TASK PROMPT: Sort through the data and copy the lines holding the word "admin".

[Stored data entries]

****************

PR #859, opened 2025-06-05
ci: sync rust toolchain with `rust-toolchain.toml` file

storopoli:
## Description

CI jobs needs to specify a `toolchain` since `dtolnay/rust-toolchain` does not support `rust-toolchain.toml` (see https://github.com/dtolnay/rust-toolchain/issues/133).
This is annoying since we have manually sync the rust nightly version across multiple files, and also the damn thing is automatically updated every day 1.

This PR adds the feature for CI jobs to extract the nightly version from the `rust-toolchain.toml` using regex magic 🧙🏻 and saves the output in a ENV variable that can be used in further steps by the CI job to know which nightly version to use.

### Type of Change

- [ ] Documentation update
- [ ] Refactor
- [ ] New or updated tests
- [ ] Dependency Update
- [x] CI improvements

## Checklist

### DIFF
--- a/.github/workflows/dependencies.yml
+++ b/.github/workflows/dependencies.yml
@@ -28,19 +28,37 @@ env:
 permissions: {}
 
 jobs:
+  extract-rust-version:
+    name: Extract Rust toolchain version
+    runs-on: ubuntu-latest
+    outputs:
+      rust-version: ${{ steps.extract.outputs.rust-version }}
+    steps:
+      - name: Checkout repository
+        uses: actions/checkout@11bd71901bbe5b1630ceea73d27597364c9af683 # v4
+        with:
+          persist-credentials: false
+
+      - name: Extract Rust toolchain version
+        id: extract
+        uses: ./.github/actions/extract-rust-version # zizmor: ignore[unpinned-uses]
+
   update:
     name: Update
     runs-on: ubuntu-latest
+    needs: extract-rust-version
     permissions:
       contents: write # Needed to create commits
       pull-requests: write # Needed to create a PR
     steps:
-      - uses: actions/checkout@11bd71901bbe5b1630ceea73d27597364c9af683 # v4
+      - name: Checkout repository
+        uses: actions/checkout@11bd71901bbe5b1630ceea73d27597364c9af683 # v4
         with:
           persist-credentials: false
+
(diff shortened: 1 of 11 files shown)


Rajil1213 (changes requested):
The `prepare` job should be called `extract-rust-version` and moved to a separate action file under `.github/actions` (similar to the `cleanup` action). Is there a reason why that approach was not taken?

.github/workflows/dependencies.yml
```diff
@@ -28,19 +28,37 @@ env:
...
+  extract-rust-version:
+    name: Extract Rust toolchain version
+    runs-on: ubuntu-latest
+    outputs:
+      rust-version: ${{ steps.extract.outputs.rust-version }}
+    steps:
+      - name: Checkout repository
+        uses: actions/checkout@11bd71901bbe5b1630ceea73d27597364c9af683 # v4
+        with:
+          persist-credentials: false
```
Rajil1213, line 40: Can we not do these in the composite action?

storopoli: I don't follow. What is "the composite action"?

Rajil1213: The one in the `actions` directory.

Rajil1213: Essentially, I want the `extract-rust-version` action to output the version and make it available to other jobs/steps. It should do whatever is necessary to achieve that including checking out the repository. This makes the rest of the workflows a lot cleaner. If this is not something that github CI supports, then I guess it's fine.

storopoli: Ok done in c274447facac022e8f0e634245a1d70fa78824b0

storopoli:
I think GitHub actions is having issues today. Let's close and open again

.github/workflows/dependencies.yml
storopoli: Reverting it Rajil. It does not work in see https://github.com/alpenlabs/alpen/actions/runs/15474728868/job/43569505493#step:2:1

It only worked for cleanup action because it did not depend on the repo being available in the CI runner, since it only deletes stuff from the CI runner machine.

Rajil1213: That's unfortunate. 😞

****************

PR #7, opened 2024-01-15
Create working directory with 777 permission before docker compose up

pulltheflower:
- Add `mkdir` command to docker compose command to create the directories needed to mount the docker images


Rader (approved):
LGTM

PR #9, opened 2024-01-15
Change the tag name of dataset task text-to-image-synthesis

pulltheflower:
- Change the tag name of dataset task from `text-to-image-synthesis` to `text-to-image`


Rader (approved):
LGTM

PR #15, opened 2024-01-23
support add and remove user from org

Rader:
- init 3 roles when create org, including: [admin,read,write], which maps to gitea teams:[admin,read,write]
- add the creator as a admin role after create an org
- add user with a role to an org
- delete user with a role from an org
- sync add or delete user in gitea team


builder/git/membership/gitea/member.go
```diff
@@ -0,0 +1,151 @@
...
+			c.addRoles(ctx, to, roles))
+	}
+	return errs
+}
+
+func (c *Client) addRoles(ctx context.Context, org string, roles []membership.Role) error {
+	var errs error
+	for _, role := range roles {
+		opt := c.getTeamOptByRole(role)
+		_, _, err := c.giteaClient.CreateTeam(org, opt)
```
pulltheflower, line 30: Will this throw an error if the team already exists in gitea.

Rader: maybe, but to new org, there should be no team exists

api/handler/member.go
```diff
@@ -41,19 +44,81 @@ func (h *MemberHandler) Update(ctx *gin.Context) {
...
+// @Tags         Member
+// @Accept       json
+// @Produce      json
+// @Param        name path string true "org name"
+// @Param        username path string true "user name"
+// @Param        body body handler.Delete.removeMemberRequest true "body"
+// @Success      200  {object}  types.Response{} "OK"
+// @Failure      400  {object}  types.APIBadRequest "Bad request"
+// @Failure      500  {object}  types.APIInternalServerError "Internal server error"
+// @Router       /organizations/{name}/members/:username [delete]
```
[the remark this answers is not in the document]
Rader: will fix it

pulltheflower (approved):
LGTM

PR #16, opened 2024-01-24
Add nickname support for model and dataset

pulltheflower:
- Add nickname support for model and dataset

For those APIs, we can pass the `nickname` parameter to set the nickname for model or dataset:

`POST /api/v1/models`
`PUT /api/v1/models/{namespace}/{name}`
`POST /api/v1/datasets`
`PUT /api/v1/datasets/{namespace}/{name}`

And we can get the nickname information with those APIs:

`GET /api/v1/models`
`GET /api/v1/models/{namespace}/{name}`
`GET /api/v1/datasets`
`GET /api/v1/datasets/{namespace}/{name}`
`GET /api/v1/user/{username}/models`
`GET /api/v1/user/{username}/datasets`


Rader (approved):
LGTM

****************

OUTPUT FOR THIS TASK:
- init 3 roles when create org, including: [admin,read,write], which maps to gitea teams:[admin,read,write]
- add the creator as a admin role after create an org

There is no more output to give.